Records excerpted from a collection:
☆ ☆ ☆ ☆ ☆
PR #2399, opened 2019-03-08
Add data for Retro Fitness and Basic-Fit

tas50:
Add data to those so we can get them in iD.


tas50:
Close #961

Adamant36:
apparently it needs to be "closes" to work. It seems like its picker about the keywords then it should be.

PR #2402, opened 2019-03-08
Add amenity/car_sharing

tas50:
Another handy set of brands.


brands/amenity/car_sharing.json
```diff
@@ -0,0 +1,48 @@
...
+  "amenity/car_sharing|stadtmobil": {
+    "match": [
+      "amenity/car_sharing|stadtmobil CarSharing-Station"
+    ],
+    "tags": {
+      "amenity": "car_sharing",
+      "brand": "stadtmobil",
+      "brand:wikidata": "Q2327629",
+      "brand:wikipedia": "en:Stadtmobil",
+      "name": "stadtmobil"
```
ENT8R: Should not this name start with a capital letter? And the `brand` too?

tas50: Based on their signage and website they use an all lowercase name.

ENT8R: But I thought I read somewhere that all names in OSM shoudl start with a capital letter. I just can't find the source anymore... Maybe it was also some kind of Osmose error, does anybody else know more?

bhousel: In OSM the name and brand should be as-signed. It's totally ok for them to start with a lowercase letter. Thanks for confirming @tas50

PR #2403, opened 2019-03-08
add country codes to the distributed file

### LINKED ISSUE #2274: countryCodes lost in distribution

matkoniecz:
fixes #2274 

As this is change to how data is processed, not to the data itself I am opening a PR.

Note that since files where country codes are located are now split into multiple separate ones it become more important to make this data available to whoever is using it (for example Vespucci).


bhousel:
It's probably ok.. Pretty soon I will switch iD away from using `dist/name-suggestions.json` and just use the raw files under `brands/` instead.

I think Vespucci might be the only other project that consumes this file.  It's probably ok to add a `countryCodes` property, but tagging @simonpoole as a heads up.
☆ ☆ ☆ ☆ ☆
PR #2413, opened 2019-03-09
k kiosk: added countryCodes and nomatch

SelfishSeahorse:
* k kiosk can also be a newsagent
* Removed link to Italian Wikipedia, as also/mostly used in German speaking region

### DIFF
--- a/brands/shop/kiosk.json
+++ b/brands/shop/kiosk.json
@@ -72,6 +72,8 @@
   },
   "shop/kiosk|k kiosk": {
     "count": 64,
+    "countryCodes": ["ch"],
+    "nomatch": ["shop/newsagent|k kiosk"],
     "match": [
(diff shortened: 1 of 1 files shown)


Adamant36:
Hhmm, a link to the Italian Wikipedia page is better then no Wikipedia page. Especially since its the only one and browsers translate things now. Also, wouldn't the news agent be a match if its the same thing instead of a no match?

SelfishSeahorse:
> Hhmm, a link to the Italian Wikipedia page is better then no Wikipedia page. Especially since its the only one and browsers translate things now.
☆ ☆ ☆ ☆ ☆
Your goal. When the line with "Another handy set of brands." is reached in the data above, begin copying, and stop after the line with "As this is change"; copy each line exactly, both ends included.

Answer box.
Another handy set of brands.


brands/amenity/car_sharing.json
```diff
@@ -0,0 +1,48 @@
...
+  "amenity/car_sharing|stadtmobil": {
+    "match": [
+      "amenity/car_sharing|stadtmobil CarSharing-Station"
+    ],
+    "tags": {
+      "amenity": "car_sharing",
+      "brand": "stadtmobil",
+      "brand:wikidata": "Q2327629",
+      "brand:wikipedia": "en:Stadtmobil",
+      "name": "stadtmobil"
```
ENT8R: Should not this name start with a capital letter? And the `brand` too?

tas50: Based on their signage and website they use an all lowercase name.

ENT8R: But I thought I read somewhere that all names in OSM shoudl start with a capital letter. I just can't find the source anymore... Maybe it was also some kind of Osmose error, does anybody else know more?

bhousel: In OSM the name and brand should be as-signed. It's totally ok for them to start with a lowercase letter. Thanks for confirming @tas50

PR #2403, opened 2019-03-08
add country codes to the distributed file

### LINKED ISSUE #2274: countryCodes lost in distribution

matkoniecz:
fixes #2274 

As this is change to how data is processed, not to the data itself I am opening a PR.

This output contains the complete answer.